在床上躺着躺着,我便睡着了,而且我好像还做了一个奇怪的梦。
梦里,我手拄钢刀单膝跪地,而眼前仿佛有个人影,却一直看不清楚,当我努力抬起头时,竟然看到了欢哥的脸!
“瞅我干啥,睡迷糊啦!”
欢哥一把拍着我的脸一边低沉的说道。
草,原来是他把我摇醒了。
“喏,你的手机响了,是小五打来的。”
欢哥说话间把正在唱着好运来的手机递给了我,没别的,讨个吉利。
我伸手接过电话,随即摁下接通。
“摩西摩西!”
“摩西个蛋蛋,听说你把藏风他们送走啦!”
别开生面的打了个招呼后,小五笑着说道。
“是啊,上午的飞机!”
我又躺了下来懒洋洋的回道。
“可惜了,要不是我走不开就去送送他们了。”
“没事,心意我给你带到了。”
我扣了扣鼻子淡淡说道。
“现在有事吗!”
“有屁快放,别扯没用的!”
“没事出来喝点,五哥安慰安慰你俩。”
“我哈市第一硬汉用你安慰,不就是别离嘛。”
我假装不在意的轻声说道。
“哈哈,我还不知道你,行了,一会儿来找我,店里见。”
说完小五直接挂断了电话。
“小五意欲何为!”
欢哥站在窗边面向窗外给我留了个孤寂的背影随后低声问道。
“你能不能别在我面前装逼,打小也不这样啊!”
我斜了他一眼继续说道:
“叫咱俩去喝酒,说是要安慰安慰咱俩受伤的心灵!”
说完话后,我看了看手机,嚯,我居然睡了这么久,现在已经七点了,估计小五不来电话的话,那我可能明天才会醒了。

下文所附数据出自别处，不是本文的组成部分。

PR #5751, opened 2022-06-09
Add optimistic sync acceptance tests

### LINKED ISSUE #5074: Bellatrix Acceptance Test
### Description
We should have acceptance tests that checks teku behaviour with Bellatrix is activated, ideally going through the transition block.
We could think about adding complexity by test several scenarios (ie. optimistic sync)

An option is to have extended AT by running a fixed besu client version capable of running as EL.

Another option is to start using kurtosis.

https://docs.kurtosistech.com/

https://github.com/kurtosis-tech/eth2-merge-kurtosis-module

Pari is already running it daily to check various client compatibility:

https://github.com/parithosh/nightly-kurtosis-test/blob/main/.github/workflows/kurtosis.yml
https://github.com/parithosh/nightly-kurtosis-test/actions

additional examples:
https://notes.ethereum.org/@ExXcnR0-SJGthjz1dwkA1A/H11OzhRAK

zilm13:
## PR Description
We have already straightforward happy case in `BellatrixMergeTransitionAcceptanceTest`, this PR adds both possible optimistic sync cases.
Notes about this PR:
- `OptimisticSyncPostMergeAcceptanceTest` verifies accidentally syncing execution layer after the merge, `OptimisticSafeSlotsSyncPostMergeAcceptanceTest` verifies that we could pass even merge slot optimistically after `SAFE_SLOTS_TO_IMPORT_OPTIMISTICALLY` with optimistic import if execution layer is syncing
- I've removed `.withLogConsumer(frame -> LOG.debug(frame.getUtf8String().trim()))` line from `BesuNode` initialization, it duplicates log output, maybe I'm missing something, but there is one already in `Node`
- `getInternalIpAddress()` in `BesuNode` looks ugly, but I have not found any other way to get internal container IP, hosts are not allowed in `enode`
- `OptimisticSafeSlotsSyncPostMergeAcceptanceTest` needs 5 minutes between `StatusMessage` updates in order to resume sync, so this test takes a long time. Some way to disconnect teku nodes connection and then connect  them again could be an alternative, I have tried all ways to do this, but none is working

PS: Starting with draft to do several CI runs to clarify non-flaky

## Fixed Issue(s)

Fixes #5074 
## Documentation

## Changelog


zilm13:
Regarding https://github.com/ConsenSys/teku/pull/5751/commits/8f4ef822bcbc90fce9ca25602da9ff0510d450fd
In my test case I stop EL in the middle, then start new instance, so it's down for a while. We are on a gossip sync at this moment. We get in this case following chain:
SUCCESS<-SUCCESS<-FAILED_EXECUTION_PAYLOAD_EXECUTION<-UNKNOWN_PARENT<-UNKNOWN_PARENT...
First of all, `ReexecutingExecutionPayloadBlockManager` had incorrect comparison so it pruned the block in 1 slot. I've fixed this and added test for this case in commit. At the second, why just 2 slots. Even on mainnet it's just 24 seconds and could be not enough to restart EL which suddenly gone down. I'm not sure what would be the best constant for it, say in rare case we should be able to drop bad block braking EL when it's not a correct canonical chain payload, in all other cases we'd better retry forever. 
If we pruned it in 20 slots with this fix commit, do we have a way to recover the sync without Teku restart? If, say, EL was down for 25 slots? From my understanding we are not able to pass this until we switch to BatchSync when head gap is big

ajsutton:
Sorry to be so slow in reviewing this one.  I need to be able to focus and think it through properly but haven't managed to find that time yet. Will try to get to it tomorrow.

ethereum/statetransition/src/main/java/tech/pegasys/teku/statetransition/block/ReexecutingExecutionPayloadBlockManager.java
```diff
@@ -92,7 +92,7 @@ protected SafeFuture<?> doStop() {
   public void onSlot(UInt64 slot) {
     super.onSlot(slot);
     pendingBlocksForEPReexecution.removeIf(
-        block -> block.getSlot().isLessThan(slot.plus(EXPIRES_IN_SLOT)));
+        block -> block.getSlot().isLessThan(slot.minusMinZero(EXPIRES_IN_SLOT)));
```
ajsutton: Probably worth splitting this change out into a separate PR.

ethereum/statetransition/src/main/java/tech/pegasys/teku/statetransition/block/ReexecutingExecutionPayloadBlockManager.java
```diff
@@ -35,7 +35,7 @@
 
 public class ReexecutingExecutionPayloadBlockManager extends BlockManager {
   private static final Logger LOG = LogManager.getLogger();
-  private static final int EXPIRES_IN_SLOT = 2;
+  protected static final int EXPIRES_IN_SLOT = 20;
```
ajsutton: We don't need to keep retrying these blocks long - we might be triggering a bug in the EL with them so repeatedly trying for a long time could cause issues.  And if we do drop them from here but they're needed as part of the ongoing chain we'll wind up fetching and importing them again as part of the normal sync and gossip handling processes (just like a block we somehow didn't get via gossip).

acceptance-tests/src/testFixtures/java/tech/pegasys/teku/test/acceptance/dsl/AcceptanceTestBase.java
```diff
@@ -90,7 +91,7 @@ protected TekuDepositSender createTekuDepositSender(final String networkName) {
   }
 
   protected BesuNode createBesuNode() {
-    return createBesuNode(config -> {});
+    return createBesuNode(Config::withMiningEnabled);
```
ajsutton: Probably better to just change the default value in BesuConfig and provide a `withMiningEnabled(boolean)` so it can be disabled if needed. Otherwise switching to the other version of this method to configure some extra fields suddenly disables mining which will be hard to understand.

acceptance-tests/src/acceptance-test/java/tech/pegasys/teku/test/acceptance/OptimisticSafeSlotsSyncPostMergeAcceptanceTest.java
```diff
@@ -0,0 +1,115 @@
...
+                    .withPeers(tekuNode1)
+                    .withSafeSlotsToImportOptimistically(SAFE_SLOTS_TO_IMPORT_OPTIMISTICALLY));
+    tekuNode2.start();
+  }
+
+  @Test
+  void shouldPassMergeOptimisticallyAndBeginFinalizationAfterSafeSlotsToImport() throws Exception {
+    tekuNode2.waitForGenesis();
+    // Disconnect eth1Node2 from eth1Node1 before the merge
+    assertThat(eth1Node2.removePeer(eth1Node1Enode)).isTrue();
```
ajsutton: There's nothing to guarantee this is pre-merge.  We'd be better off starting the node with no peers and then adding the peer when we want it to start syncing.

acceptance-tests/src/acceptance-test/java/tech/pegasys/teku/test/acceptance/OptimisticSafeSlotsSyncPostMergeAcceptanceTest.java
```diff
@@ -0,0 +1,115 @@
...
+    tekuNode1.waitForLogMessageContaining("MERGE is completed");
+
+    tekuNode2.waitForLogMessageContaining("optimistic sync");
```
ajsutton: There could be a lot of messages that contain optimistic sync.  We probably need to be more specific about what we're looking for.  Likely the best thing is to retrieve the head block and check that the `execution_optimistic` field is true for it which indicates it was imported optimistically.  That would also only be true once Teku had sync'd past the actual merge block so could probably replace all the "MEREGE completed" log message as well.

acceptance-tests/src/acceptance-test/java/tech/pegasys/teku/test/acceptance/OptimisticSafeSlotsSyncPostMergeAcceptanceTest.java
```diff
@@ -0,0 +1,115 @@
...
+                    .withSafeSlotsToImportOptimistically(SAFE_SLOTS_TO_IMPORT_OPTIMISTICALLY));
+    tekuNode2.start();
+  }
+
+  @Test
+  void shouldPassMergeOptimisticallyAndBeginFinalizationAfterSafeSlotsToImport() throws Exception {
+    tekuNode2.waitForGenesis();
+    // Disconnect eth1Node2 from eth1Node1 before the merge
+    assertThat(eth1Node2.removePeer(eth1Node1Enode)).isTrue();
+    tekuNode1.waitForLogMessageContaining("MERGE is completed");
```
ajsutton: It would be better to wait until the head block has a non-default execution payload.

acceptance-tests/src/acceptance-test/java/tech/pegasys/teku/test/acceptance/OptimisticSafeSlotsSyncPostMergeAcceptanceTest.java
```diff
@@ -0,0 +1,115 @@
...
+import tech.pegasys.teku.test.acceptance.dsl.TekuNode;
+import tech.pegasys.teku.test.acceptance.dsl.tools.deposits.ValidatorKeystores;
+
+public class OptimisticSafeSlotsSyncPostMergeAcceptanceTest extends AcceptanceTestBase {
+  private static final String NETWORK_NAME = "less-swift";
+  private static final Integer SAFE_SLOTS_TO_IMPORT_OPTIMISTICALLY = 4;
+
+  private final SystemTimeProvider timeProvider = new SystemTimeProvider();
+  private BesuNode eth1Node1;
+  private BesuNode eth1Node2;
```
ajsutton: In terms of terminology we probably should call these `executionNode1` or something more execution layer related.

acceptance-tests/src/acceptance-test/java/tech/pegasys/teku/test/acceptance/OptimisticSafeSlotsSyncPostMergeAcceptanceTest.java
```diff
@@ -0,0 +1,115 @@
...
+    tekuNode1.waitForLogMessageContaining("MERGE is completed");
+
+    tekuNode2.waitForLogMessageContaining("optimistic sync");
+    tekuNode2.waitForLogMessageContaining("MERGE is completed");
+    tekuNode2.waitForNonDefaultExecutionPayload();
+    tekuNode2.waitForNewFinalization();
+    Optional<GetBlockRootResponse> getBlockRootResponse2 = tekuNode2.fetchBeaconRootHead();
+    assertThat(getBlockRootResponse2.get().execution_optimistic).isTrue();
+    Optional<GetBlockRootResponse> getBlockRootResponse1 = tekuNode1.fetchBeaconRootHead();
+    assertThat(getBlockRootResponse1.get().execution_optimistic).isFalse();
```
ajsutton: We shouldn't be exposing `fetchBeaconRootHead` as a getter style here - it should be a wait method like `waitForHeadExecutionOptimistic` so that the DSL automatically waits.  Otherwise it's too easy to introduce intermittency into tests by not waiting for the right thing (or because later the thing to wait for changes and we don't find all the places in tests to update).

acceptance-tests/src/acceptance-test/java/tech/pegasys/teku/test/acceptance/OptimisticSyncPostMergeAcceptanceTest.java
```diff
@@ -0,0 +1,125 @@
...
+    tekuNode1.waitForNonDefaultExecutionPayload();
+    tekuNode2.waitForNonDefaultExecutionPayload();
+
+    // Stopping eth1Node2
+    final String eth1Node2Alias = eth1Node2.getNodeAlias();
+    eth1Node2.stop();
+    // Set same network name to the eth1Node3 that eth1Node2 had
+    eth1Node3.setNodeAlias(eth1Node2Alias);
+    eth1Node3.start();
+    eth1Node3.waitForLogMessageContaining("Ethereum main loop is up");
```
ajsutton: We seem to be trying to just reset eth1Node2's database to force it to resync?  We really want to hide the details of this from the AT class so we can just have a method like `eth1Node2.restartWithEmptyDatabase()`. I'd be very tempted to use `container.execInContainer` to just delete the database then restart the existing container rather than recreating one with the same alias.

ethereum/statetransition/src/main/java/tech/pegasys/teku/statetransition/block/ReexecutingExecutionPayloadBlockManager.java
zilm13: So keeping 2 slots here?
My guess is that we will try to re-request these blocks after StatusMessage exchange, which is often with, say, 30 peers connected

ethereum/statetransition/src/main/java/tech/pegasys/teku/statetransition/block/ReexecutingExecutionPayloadBlockManager.java
zilm13: Thought about it, detaching

ethereum/statetransition/src/main/java/tech/pegasys/teku/statetransition/block/ReexecutingExecutionPayloadBlockManager.java
zilm13: But it's not often in non-mainnet cases

ethereum/statetransition/src/main/java/tech/pegasys/teku/statetransition/block/ReexecutingExecutionPayloadBlockManager.java
zilm13: detached https://github.com/ConsenSys/teku/pull/5786

acceptance-tests/src/acceptance-test/java/tech/pegasys/teku/test/acceptance/OptimisticSafeSlotsSyncPostMergeAcceptanceTest.java
zilm13: >  We'd be better off starting the node with no peers and then adding the peer when we want it to start syncing.

I don't understand this. What's your proposed test flow?

ethereum/statetransition/src/main/java/tech/pegasys/teku/statetransition/block/ReexecutingExecutionPayloadBlockManager.java
ajsutton: I'd keep it at 2 slots yeah.  We'll be triggered to re-request and process the block as soon as we receive a new block from the network as we'll then find we don't have all the blocks leading to it and the BlockPropagationManager will pull them in.

acceptance-tests/src/acceptance-test/java/tech/pegasys/teku/test/acceptance/OptimisticSyncPostMergeAcceptanceTest.java
```diff
@@ -0,0 +1,103 @@
...
+  @Test
+  void shouldSwitchToOptimisticSyncAfterMergeWhenExecutionEngineIsSyncing() throws Exception {
+    tekuNode2.waitForGenesis();
+
+    // Reset execution client's DB after the merge and leave it without any chance to sync
+    tekuNode2.waitForNonDefaultExecutionPayload();
+    executionNode2.removePeer(executionNode1);
+    executionNode2.waitForRestartWithEmptyDatabase();
+
+    tekuNode2.waitForOptimisticBlock();
```
ajsutton: So I think this looks good now - maybe I was misunderstanding the flow of the previous test which is why my comment wasn't clear.

So from what I can see we have the EL (executionNode2) in sync so that tekuNode2 can transition through the merge block normally.  Then we reset executionNode2 and ensure it can't sync and teku should continue importing blocks optimistically.

It may be worth then re-adding the peer to executionNode2 and we can then wait for Teku's head block to not be optimistic anymore which would check that the EL is syncing properly.  If it makes the test take too long it may not be worth it, but if it can re-sync reasonably quickly it could be a useful test.

acceptance-tests/src/testFixtures/java/tech/pegasys/teku/test/acceptance/dsl/BesuNode.java
```diff
@@ -73,6 +84,23 @@ public void start() throws Exception {
     container.start();
   }
 
+  public void waitForRestartWithEmptyDatabase() {
+    Waiter.waitFor(() -> assertThat(restartWithEmptyDatabase()).isCompleted());
```
ajsutton: This is probably a case where we shouldn't need a waiter since deleting the db is a one-off. Was this intermittently failing to restart without this?

acceptance-tests/src/acceptance-test/java/tech/pegasys/teku/test/acceptance/OptimisticSyncPostMergeAcceptanceTest.java
zilm13: Ok, I will add this, don't think it will take long, but maybe I'm wrong. 

My question is about another, `OptimisticSafeSlotsSyncPostMergeAcceptanceTest` test. I had following flow there:
Start:
Teku1 (with vals) -> Besu1 (mining)
Teku2 (no vals, connected to Teku1) -> Besu2 (no mining, connecting to Besu1)
After BeaconChain genesis:
Besu2 disconnects from Besu1 (it's pre-merge, and I agree with you that nothing guarantee that I'm in time until the merge there, plus I should clarify that it happens on Bellatrix, I guess), now it's syncing with no luck to sync
After that in `SAFE_SLOTS_TO_IMPORT_OPTIMISTICALLY` Teku2 should start to import blocks and pass the merge optimistically. Your comment was on that test. Plus there is an issue with it that Teku will not start import in `SAFE_SLOTS_TO_IMPORT_OPTIMISTICALLY` because `SAFE_SLOTS_TO_IMPORT_OPTIMISTICALLY` is more than 2, so we drop payload re-execution and have gap in the chain. We request non-gossip sync only on `StatusMessage` exchange which is once in 5 minutes. So it will start to import optimistically only in 5 minutes, not after 4 slots which is `SAFE_SLOTS_TO_IMPORT_OPTIMISTICALLY` if re-execution is dropped on the moment when safe slots are passed.

In `OptimisticSafeSlotsSyncPostMergeAcceptanceTest` I wanted to test second optimistic import condition which could let us even pass merge optimistically. It's not very good idea to wait 5 minutes in test, so I thought you had some idea how to rework it.

acceptance-tests/src/testFixtures/java/tech/pegasys/teku/test/acceptance/dsl/BesuNode.java
zilm13: Shouldn't be an issue, will try

acceptance-tests/src/acceptance-test/java/tech/pegasys/teku/test/acceptance/OptimisticSyncPostMergeAcceptanceTest.java
ajsutton: So my understanding of the test is that we have a teku node which gets a SYNCING response from it's EL for the merge transition block (first one with a non-default payload) and it should pause imports until `SAFE_SLOTS_TO_IMPORT_OPTIMISTICALLY` then proceed to optimistically import.

Given there's no need to have an EL for blocks prior to the merge transition, my suggestion would be to simply start Besu2 with no peers and it will remain at genesis and return SYNCING all the time. Then we sync teku normally. If we later wanted besu to sync we could then add the peer but that's probably not necessarily.

`SAFE_SLOTS_TO_IMPORT_OPTIMISTICALLY` is hard coded to 128 which is about 12 minutes on minimal, and 6.4 minutes on the `swift` config. So that will be the determining factor in how long it has to wait.  A test that takes that long isn't going to be valuable though so I'd suggest we just drop this test. Optimistically syncing through the merge is a more detailed case we'd be better off testing with integration tests.

zilm13: > Given there's no need to have an EL for blocks prior to the merge transition, my suggestion would be to simply start Besu2 with no peers and it will remain at genesis and return SYNCING all the time.

Teku will wait forever for BeaconChain genesis event in this case, it couldn't verify it

> SAFE_SLOTS_TO_IMPORT_OPTIMISTICALLY is hard coded to 128 

I've overrided it to 4 slots, we have command-line parameter for it and it works, the issue is in re-execution strategy. We stop re-execution after 2 slots, after that we have a chain:
SUCCESS <- SUCCESS <-[nothing]<- UNKNOWN_PARENT <- UNKNOWN_PARENT
We are unable to pass it on gossip, we try to sync after `StatusMessage` exchange which is once in 5 minutes with every node, but we have 1 peer in test, so exactly 5 minutes. Even with SAFE_SLOTS_TO_IMPORT_OPTIMISTICALLY == 4 we are importing blocks only after 5 minutes. I just want to clarify that we are ok with this behavior (as we have a lot of peers on mainnet and some `StatusMessage` arrives in seconds there and we need to protect EL from bad re-execution). If it's normal, I just drop safe slots test because it will take 6 minutes which is not acceptable

zilm13:
@ajsutton I've removed safe slots long running test, but, please, notice [this comment](https://github.com/ConsenSys/teku/pull/5751#discussion_r899894681)
The remaining test is broken because of Besu issue https://github.com/hyperledger/besu/issues/3988
So it happens after Besu starts syncing again, last test assertion which proves that we could switch back to normal sync. We could either wait for fix or remove this check

acceptance-tests/src/acceptance-test/java/tech/pegasys/teku/test/acceptance/OptimisticSyncPostMergeAcceptanceTest.java
ajsutton: > Teku will wait forever for BeaconChain genesis event in this case, it couldn't verify it

Ah, it probably makes sense to switch from sending deposits for the validators to just using interop mode. We don't need to be testing genesis generation here so can simplify things and speed up the test by using interop mode.

> I've overrided it to 4 slots, we have command-line parameter for it and it works, the issue is in re-execution strategy. We stop re-execution after 2 slots, after that we have a chain:
SUCCESS <- SUCCESS <-[nothing]<- UNKNOWN_PARENT <- UNKNOWN_PARENT
We are unable to pass it on gossip, we try to sync after StatusMessage exchange which is once in 5 minutes with every node, but we have 1 peer in test, so exactly 5 minutes. Even with SAFE_SLOTS_TO_IMPORT_OPTIMISTICALLY == 4 we are importing blocks only after 5 minutes. I just want to clarify that we are ok with this behavior (as we have a lot of peers on mainnet and some StatusMessage arrives in seconds there and we need to protect EL from bad re-execution). If it's normal, I just drop safe slots test because it will take 6 minutes which is not acceptable

This is definitely not behaviour we want, but continuing to try re-executing the block is not the right solution.  We may need to adjust our gossip handling to ensure it retries execution when we get a new descendent of a failed block (in a separate PR).

zilm13:
I've restored safe slots test with interop setup, it looks much simpler now by your advice, but stalls for the same reason that is mentioned above for 5 minutes. I've cheated with `SAFE_SLOTS_TO_IMPORT_OPTIMISTICALLY` == 1 but it could be flaky with this settings.
I've created issue for 5 minutes problems https://github.com/ConsenSys/teku/issues/5824
We couldn't verify returning to normal sync until this issue https://github.com/hyperledger/besu/issues/3988 is fixed and reached some Besu release, Besu fails to sync when the peer is added post-merge in both tests

zilm13:
I think we shouldn't merge this at least until #5824 is fixed

influ7:
Ty

PR #5764, opened 2022-06-10
Check if discoveryConfig is null before dereference

jtraglia:
## PR Description

Noticed that `checkNotNull(discoveryConfig)` was called after dereferencing `discoveryConfig`. I believe this check should happen _before_ dereferencing the value. I also noticed some missing null checks in `build()`, notably `spec` and `currentSchemaDefinitionsSupplier` could have been null; added checks for all of the arguments to be safe.

## Documentation

## Changelog


rolfyone (approved):
LGTM - fair points, all :)

PR #5766, opened 2022-06-10
Change default archive storage mode to leveldb2

### LINKED ISSUE #5746: Switch default database format back to leveldb2
### Description
Teku currently defaults to `leveldb-tree` format which uses a lot of disk space (though queries are fast) by default. This turns out to not be what most users want even when they are doing an archive sync. We should switch the default format back to `leveldb2` which uses the snapshot based storage.

When `--data-storage-archive-frequency` is set to 1 we should automatically use `leveldb-tree` since it will then be the more space efficient storage format.

rolfyone:
Also, if using storage-frequency of 1, default back to leveldb-tree.

fixes #5746

## Documentation

## Changelog

### DIFF
--- a/teku/src/main/java/tech/pegasys/teku/cli/options/BeaconNodeDataOptions.java
+++ b/teku/src/main/java/tech/pegasys/teku/cli/options/BeaconNodeDataOptions.java
@@ -59,7 +59,7 @@ public class BeaconNodeDataOptions extends ValidatorClientDataOptions {
       description = "Database version to create",
       arity = "1",
       hidden = true)
-  private String createDbVersion = DatabaseVersion.DEFAULT_VERSION.getValue();
+  private String createDbVersion = null;
 
   @CommandLine.Option(
       names = {"--data-storage-non-canonical-blocks-enabled"},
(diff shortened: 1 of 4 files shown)


teku/src/main/java/tech/pegasys/teku/cli/options/BeaconNodeDataOptions.java
```diff
@@ -107,6 +107,9 @@ public void configure(final TekuConfiguration.Builder builder) {
   }
 
   private DatabaseVersion parseDatabaseVersion() {
+    if (dataStorageFrequency == 1) {
+      return DatabaseVersion.LEVELDB_TREE;
+    }
     return DatabaseVersion.fromString(createDbVersion).orElse(DatabaseVersion.DEFAULT_VERSION);
```
ajsutton: We don't want to force switching to LEVELDB_TREE if something else is explicitly specified - the user may be trying to force using rocksdb or something like that (or it may be us trying to test). Given it's a hidden option I'd probably just have the field default to null and then you can select leveldb2 or leveldb-tree based on the frequency when version is `null` and use whatever is specified when it isn't. It won't show the default value then but I don't think that's a big deal for a hidden option.

ajsutton (approved):
LGTM.

PR #5768, opened 2022-06-10
Default to burn address for fee recipient

### LINKED ISSUE #5763: Default to 0x00 fee recipient if not set
### Description
Rather than failing to produce a block, Teku should use 0x00 as the fee recipient if none is set (and continue to log very loudly).

rolfyone:
Rather than forcing inactivity penalties, default to the burn address if eth1address has not been specified.

fixes #5763

## Documentation

## Changelog

### DIFF
--- a/infrastructure/logging/src/main/java/tech/pegasys/teku/infrastructure/logging/ValidatorLogger.java
+++ b/infrastructure/logging/src/main/java/tech/pegasys/teku/infrastructure/logging/ValidatorLogger.java
@@ -184,6 +184,15 @@ public class ValidatorLogger {
             Color.YELLOW));
   }
 
+  public void executionPayloadPreparedUsingBurnAddressForFeeRecipient(final UInt64 slot) {
+    log.error(
+        ColorConsolePrinter.print(
+            "Producing block at slot "
+                + slot
+                + ", no proposer was prepared, and no default fee recipient defined, using 0x00 BURN address",
+            Color.RED));
+  }
+
   public void proposedBlockImportFailed(
       final String failureReason,
       final UInt64 slot,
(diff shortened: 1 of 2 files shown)


rolfyone:
looks like #5767 also fixes this so only raising draft.

ThreeMuskets12:
Probably makes more sense for this to be an error rather than a warning like I had it, closed #5767 so this can move forward from draft to open

rolfyone:
I was going to let someone else decide @ThreeMuskets12 but ok :) 
I think we were fixing it at the same time, thanks for the efforts anyway, we do always appreciate involvement from everyone :)

infrastructure/logging/src/main/java/tech/pegasys/teku/infrastructure/logging/ValidatorLogger.java
```diff
@@ -184,6 +184,15 @@ public void executionPayloadPreparedUsingBeaconDefaultFeeRecipient(final UInt64
             Color.YELLOW));
   }
 
+  public void executionPayloadPreparedUsingBurnAddressForFeeRecipient(final UInt64 slot) {
+    log.error(
+        ColorConsolePrinter.print(
+            "Producing block at slot "
+                + slot
+                + ", no proposer was prepared, and no default fee recipient defined, using 0x00 BURN address",
```
ajsutton:
```suggestion
            "Producing block at slot "
                + slot
                + ", no proposer was prepared, and no default fee recipient defined, inclusion fees will be lost",
```

not sure how well people understand the idea of a burn address so probably slightly better to just be clear about what will be lost.

ajsutton (approved):
LGTM

PR #5769, opened 2022-06-11
Update copyright notice on all files

benjaminion:
Our copyright notice was outdated (ConsenSys AG), so I consulted legal who came back with this advice:

> Change for all files - "Copyright ConsenSys Software Inc., 2022"

Specifically they asked not to leave the previous dates, but to update to this year.

Sorry!


ajsutton (approved):
LGTM.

收起手机,我从床上站起和欢哥穿上了外套,随后便一同向任扎纸赶去。
少顷,我和欢哥来到了店内,恰巧的是任三叔也在。
大学四年的时间里,由于我没事总来任扎纸溜达,所以和任三叔也混得相当熟悉,虽说上次败了他的金砖他扬要揍我,但在我又去的时候,他也只是念叨了我几句,三叔这人就是嘴硬心软,但对小五却是哪哪都硬,管教的很严厉,飒然是把他当唯一继承人训练。
进屋之后,我和任三叔打了个招呼,而任三叔见我俩来找小五,便给小五放了个假,直接让他跟我们走了。